── Dataset excerpts

PR #324, opened 2023-06-08
remove CLion because JetBrains is no longer supporting Swift

willie:
JetBrains has sunset its Swift support for CLion.
https://plugins.jetbrains.com/plugin/8240-swift

 remove CLion because JetBrains is no longer supporting Swift

### Motivation:

Documentation for CLion Swift support is out of date and can be confusing for people who want to write Swift on other platforms.

### Modifications:

I removed the line referencing CLion.

### Result:

CLion will no longer be on the list of IDEs/Editors with Swift Support


tkremenek:
@swift-ci test

alexandersandberg (approved):

PR #352, opened 2023-08-02
Ignore a few more files to make working with the site a little easier

daveverwer:
This is a non-breaking change that makes this site easier to work with when using Visual Studio Code. This will not break anyone's working environment, whether or not they use Visual Studio Code to edit, or any other editor! It also won't break anything in production.

### Motivation:

When working with the site in Visual Studio Code, it's useful to have a `tasks.json` file so that the Jekyll server starts up and closes down with VS Code. It's also useful to have a per-project `.prettierrc` file for when editors are configured to run prettier on every save, which is setting some people have enabled for front-end work.

### Modifications:

Added several Visual Studio Code per-project configuration files and the `.prettierrc` file to the `.gitignore` so that people who would like to have local copies while developing can easily do so.

I have also added a couple of template files, for those people who would like a basic version of `tasks.json` and an example `.prettierrc`.

### Result:

Nothing changes with this PR. However, it allows people working with the site to have local copies of these files without them getting in the way of other work.


daveverwer:
@swift-ci please test

tomerd (commented):
still more to ignore?

.gitignore
```diff
@@ -18,3 +18,12 @@ xcuserdata
 
 # Build output
 .output
+
+# VS Code files
+.vscode/tasks.json
+.vscode/launch.json
+.vscode/settings.json
+.vscode/extensions.json
```
MaxDesiatov, line 26: Would it be cleaner to ignore the whole `.vscode` directory altogether?

daveverwer: The template file is in there right now. I think Git supports an "Exclude this directory but then explicitly include this file"  if people would prefer it that way?

daveverwer: I think this will work:

```
# VS Code files
.vscode
!.vscode/*.template
```

Pushed a change with that, too.

.prettierrc.template
```diff
@@ -0,0 +1,16 @@
+{
```
tomerd, line 1: including this file intentional?

.vscode/tasks.json.template
```diff
@@ -0,0 +1,19 @@
+{
```
tomerd, line 1: including this file intentional?

.prettierrc.template
alexandersandberg, line 1: Are these config values based on the project's current format, or where are they taken from? I know it's a template, but it's still setting some kind of default for the project.

As formatting configs is a pretty opinionated topic we should be careful with introducing/changing any values.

────

> **Directions**
Return precisely the lines of the records, starting with the line that holds "Pushed a change with that, too." and ending with the last one.

> **Solution**
Pushed a change with that, too.

.prettierrc.template
```diff
@@ -0,0 +1,16 @@
+{
```
tomerd, line 1: including this file intentional?

.vscode/tasks.json.template
```diff
@@ -0,0 +1,19 @@
+{
```
tomerd, line 1: including this file intentional?

.prettierrc.template
alexandersandberg, line 1: Are these config values based on the project's current format, or where are they taken from? I know it's a template, but it's still setting some kind of default for the project.

As formatting configs is a pretty opinionated topic we should be careful with introducing/changing any values.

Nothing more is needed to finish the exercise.